Sundried Tomato and Artichoke Torte
For those of you who bought some of our delicious Carmie’s dips this weekend, we wanted to share a special recipe that can be easily made with several different Carmie’s dip packages.
Using either the Artichoke Parmesan, Sundried Tomato and Basil or Basil Pesto mix, you can make a beautiful and delicious appetizer. All you will need are the following:
1 package of any of the Carmie’s dip packages listed above
8 oz cream cheese, softened
1 jar of sundried tomatoes
1 jar of artichokes
First, line a plastic or glass container with plastic wrap. Make sure to leave enough at the top to fold over and freeze. Then mix the cream cheese with the contents of the Carmie’s dip until fluffy and smooth.

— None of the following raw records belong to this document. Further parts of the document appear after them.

PR #264, opened 2024-03-18
feat: support for flexible transport

mortennordseth:
image

image

Closes https://github.com/AtB-AS/kundevendt/issues/16685


src/modules/flexible/utils.ts
```diff
@@ -0,0 +1,173 @@
...
+  bookingArrangements: BookingArrangement | null,
+  aimedStartTime: string,
+  flex_booking_number_of_days_available?: number,
+): BookingStatus => {
+  if (!bookingArrangements) return 'none';
+
+  const secondsToDeadline = getSecondsRemainingToBookingDeadline(
+    bookingArrangements,
+    aimedStartTime,
+    Date.now(),
```
jonasbrunvoll, line 32: To account for time zone differences:
```suggestion
    setTimezone(Date.now()),
```

jonasbrunvoll:
Have this been feature been tested with different timezone? I see that there are a couple places when new Date() objects are created (f. ex  in BookingSection). Might it be necessary to take into account time zone differences as there is a deadline for booking here?

src/modules/flexible/utils.ts
mortennordseth: Entur returns UTC and `Date.now()` is UTC so this should be correct 🤔 I'll do some testing

jonasbrunvoll (approved):
Looks good🙌

src/modules/flexible/utils.ts
```diff
@@ -0,0 +1,173 @@
...
+export const isLineFlexibleTransport = (
+  line?:
+    | TripPatternWithDetails['legs'][0]['line']
+    | TripPattern['legs'][0]['line'],
+) => !!line?.flexibleLineType;
+
+export const getBookingStatus = (
+  bookingArrangements: BookingArrangement | null,
+  aimedStartTime: string,
+  flex_booking_number_of_days_available?: number,
```
adriansberg, line 25: Is there a reason that this can't be camel cased?

mortennordseth: Fixed 👍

Chop the jar of sundried tomatoes and set aside.
Chop the jar of artichokes and set aside.
To make the torte, start by spooning a few tablespoons of the cream cheese mixture on the bottom of your plastic lined container. Smooth it all over the bottom until you have a 1/2 thick layer, making sure to smooth it all the way to the edges of the container.
Then spoon a layer of the sundried tomatoes onto the cream cheese mixture layer.
Then add another layer of the cream cheese mixture on top of the sundried tomatoes.
Then spoon a layer of the chopped artichokes onto the cream cheese layer.
Add one last cream cheese layer on top of the artichokes.
Fold the ends of the plastic over the torte and freeze.
Take out about an hour before you want to serve and flip it over on a plate. Garnish with fresh basil and/or some of chopped sundried tomatoes and artichokes. Serve with crackers of your choice.